"Search engine" and "Web directory" are two
different search services available to the Web community; although
they are often mistakenly confused. Search engines have indices that
are built up by robots or crawlers; whereas Web directories build up
their indices through human editors. Many search engines and
directories contain both a computer-generated index and a human
generated index, and are referred to as hybrids.
Google, Inktomi, AltaVista, AlltheWeb and the
like are all forms of search engines. These search engines write
programs known as robots, crawlers and/or spiders that have the
following functions: (1) to locate Web pages, (2) to read the contents
of the Web pages and (3) report its findings back to the search
engine's indices or databases. Many search engines update their index
either on a bi-monthly or monthly basis.
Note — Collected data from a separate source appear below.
PR #191, opened 2015-07-31
PartitionDevice may not have a disk set (#1248973)

bcl:
When it is an implicit partition and hasn't been assigned a disk yet
self.disk may be None, so skip checking the size against the disk when
there isn't one.

Resolves: rhbz#1248973


vpodzime:
Looks good to me.

bcl:
pushed.

PR #192, opened 2015-08-03
Fix UnboundLocalError in FSMinSize (#1249304)

vojtechtrefny:


blivet/tasks/fsminsize.py
```diff
@@ -54,7 +54,7 @@ def _getResizeInfo(self):
         except OSError as e:
             error_msg = "failed to gather info from resize program: %s" % e
         if rc:
-            error_msg = "failed to gather info from resize program: %s" % e
+            error_msg = "failed to gather info from resize program: %s" % rc
```
vpodzime: This should probably rather use ``%d``, but it's not a big deal.

vpodzime:
Looks good to me either way.

blivet/tasks/fsminsize.py
```diff
@@ -54,7 +54,7 @@ def _getResizeInfo(self):
         except OSError as e:
             error_msg = "failed to gather info from resize program: %s" % e
         if rc:
-            error_msg = "failed to gather info from resize program: %s" % e
+            error_msg = "failed to gather info from resize program: %d" % rc
```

When Web searchers use a
search engine to locate Web sites that are relevant to the keyword
search, they are searching the search engine's index. A search engine
with a larger and more up-to-date index is a better representation of
the information available in the Web.
Yahoo!, Open Directory Project (dmoz.org), Gipsy and the like are all
forms of Web directories. These directories use human editors to
review sites that are submitted for submission to the directory.
Directories, unlike search engines, use a hierarchical tree structure
to organize their database. Another common distinction is that a
directory tends to list Web sites (root directory of a site or
homepage) whereas a search engine will list Web pages (individual
pages of a Web site). Due to the manual process of adding sites to a
directory, directories often have to supplement their search results
with a search engine partner to increase the relevancy of the produced
search results.
Search engines all have their own confidential
algorithms that determine which Web pages are to be shown first. The
algorithms assign weights to certain components or variables that it
finds within a page.
Web directories should be browsed through their
hierarchical structure and not searched. Humans assign titles and
descriptions that might not be within the source code of the page.
Also, there is normally a submission fee to be added to a directory.